Since we can easily design processor-centric systems using SysPy, we decided also to develop a Hardware Abstraction Layer (HAL) as a Python interface software, that gives to the user access to the available resources on the FPGA and the Leon processor. The HAL’s software is divided into two parts: a) a Python part running on the host PC and b) a part developed in C running on Leon. The part on the PC is a Python class with various functions which can be used to access the ethernet, the serial and the GPIO connection of the processor.
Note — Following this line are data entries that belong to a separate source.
PR #761, opened 2021-10-29
Handle archived projects

cacoze:
**How to test:**
- Run the package updater command, and check on admin if archived GitHub Repos are flagged as archived.
- Access the package detail page and check if you can see a warning informing if that package is archived.

**Description of my solution:**
Fixes #761 
- Added `repo_archived` field to Package model, which will be populated when calling the fetch_metadata method from GithubHandler.(There's no direct field that informs if a GH repository is archived on `github3.py < 1.0 `(however, there is one in the latest version)
- Added a warning bootstrap alert on the package detail page to inform if a package was archived.

**Screenshots:**
image

image


jefftriplett:
This is wonderful and the template visually looks good. 

I would prefer `repo_archived` to be a DateTime field so that we can track when a package was archived. If you have time to swap this then 👍 ; otherwise, I can fork from your PR and swap it around.

cacoze:
I can do that change @jefftriplett, but we don't have that information from GitHub API.  So, I could manually generate a timestamp and fill the DateTime field during the `fetch_metadata` call. Does that sound ok to you?

jefftriplett:
@cacoze you making the change saves me a ton of time. You can default the date to `timezone.now()`. I think we only care that the library has been archived more than than `when`. 

I like having a date on our side so we know when we marked it. Then we can order by this date and use it to look for trends later if we want.

labcodes-selecao:
@jefftriplett  I"ve just pushed the change for `DateTimeField`
Sorry for the delay :v:

cacoze:
@jefftriplett I"ve just pushed the change for `DateTimeField`. Let me know what do you think :v:

jefftriplett (approved):

jefftriplett:
@cacoze thank you for this contribution and your patience. I'm newly off paternity leave and slowly catching up.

A Python application can be developed that will create a HAL object and access all its available functions. Ethernet and GPIO functions use the processor’s RAM memory as a buffer during data transmissions. Using HAL, different processes can be initiated, running either on the processor or on custom components connected to the processor’s GPIO ports. The HAL’s functions have been tested on Gillespie’s SoC. The application, through HAL’s functions, uses the serial connection as a control channel and the ethernet and GPIO connections as data channels. Leon’s RAM DDR2 memory is used as a data buffer, while the algorithm’s results are transmitted back to the PC through the ethernet connection and stored in Python arrays for further processing at the host.

Furthermore upon selecting a BioModel, its SBML representation can automatically be parsed to extract a number of parameters of the Gillespie algorithm, e.g. the version of the algorithm to be used, the number of reactions and chemical species in the model etc. All these automatically extracted parameters are used to initialize the SoCs Block RAMs.

After SoCs parametrization, a Tcl script creates a complete design project for Xilinx tools and executes the synthesis and place and route processes to generate the configuration bitstream file for FPGA programming. The user of the system (presumably a life science expert with no knowledge of FGPA programming) can rely on SysPy to deliver the best SoC setup for his/her specific BioModel simulation (based on the parameters) and deliver to the PC the simulation results in an effortless yet much faster manner (relatively to a software PC-based simulation).

The following figure shows HAL software interfacing a typical processor-centric SoC configuration of the Leon processor and the Gillespie SSA component.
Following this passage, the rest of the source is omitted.